Vishwa Jain Sangathan
- The symbol of Jainism, the Jain Prateek Chihna
- zone of influence
- Formation: 1 January 2005; 21 years ago
- Type: Jain religious organization
- Purpose: Religious, Political, Non Profit
- Headquarters: New Delhi India
- Region served: India
- Official language: Hindi and English
- Chairman: Sanjay Ji Jain
- National General Secretary: Sudeep Ji Jain
- Key people: Various Jains
- Main organ: Board of directors
- Affiliations: Various Jain organizations

= Vishwa Jain Sangathan =

Religious and social service organization of Jains in India

Vishwa Jain Sangathan (VJS) is a religious and social service organization of Jains in India. Amongst other things, it was involved in the Jain minority campaign.

==History==
The organization was founded in 2005 in Delhi. It organizes various conferences that revolve around Jain community issues.

==Issues==
===Jain minority===
The organization has been involved in securing the status of an independent and minority religion for Jainism in India.

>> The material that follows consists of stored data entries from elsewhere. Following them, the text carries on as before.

PR #705, opened 2017-10-10
Done

snickers495:


bin/tictactoe
```diff
@@ -1,3 +1,5 @@
 #!/usr/bin/env ruby
 
 require_relative '../config/environment'
+
+TicTacToeCLI.new
```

It submitted a petition to the Delhi Government which played a part in Jains getting declared as a minority in Delhi. The organization has also presented memorandums to the Punjab Government for providing the status of a religious minority to Jains in Punjab.

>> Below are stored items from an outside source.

PR #709, opened 2017-10-11
Done

SallyZ12:


bin/tictactoe
```diff
@@ -1,3 +1,49 @@
 #!/usr/bin/env ruby
 
 require_relative '../config/environment'
+
```

```ruby
#!/usr/bin/env ruby
       
TicTacToeCLI.new.call
```

```ruby
class TicTacToeCLI
  def initialize
  end

  def call
   # Your game logic
  end
end
```

lib/players/human.rb
```diff
@@ -0,0 +1,10 @@
+module Players
+
+  class Human < Player
+
+    def move (board)
+      puts "Please Enter 1 - 9:"
+      board = gets.strip
```
```
def move(board)
  gets.chomp
end
```

lib/game.rb
```diff
@@ -0,0 +1,74 @@
...
+
+  def initialize (player_1 = Players::Human.new("X"), player_2 = Players::Human.new("O"), board = Board.new)
+
+    @player_1 = player_1
+    @player_2 = player_2
+    @board = board
+  end
+
+  def current_player
+    @board.turn_count % 2 == 0 ? @player_1 : @player_2
```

The organization also stages protests and rallies to highlight their cause.

===Lucknow idol desecration===
VJS also actively protested the desecration of Mahavira's idol in Lucknow.

===Others===
The organization has also campaigned on a number of other issues, including the "Arihant Exports" name issue, Qutub Minar Jain museum, January 2013 attack on Muni Prabalsagar at Girnar etc.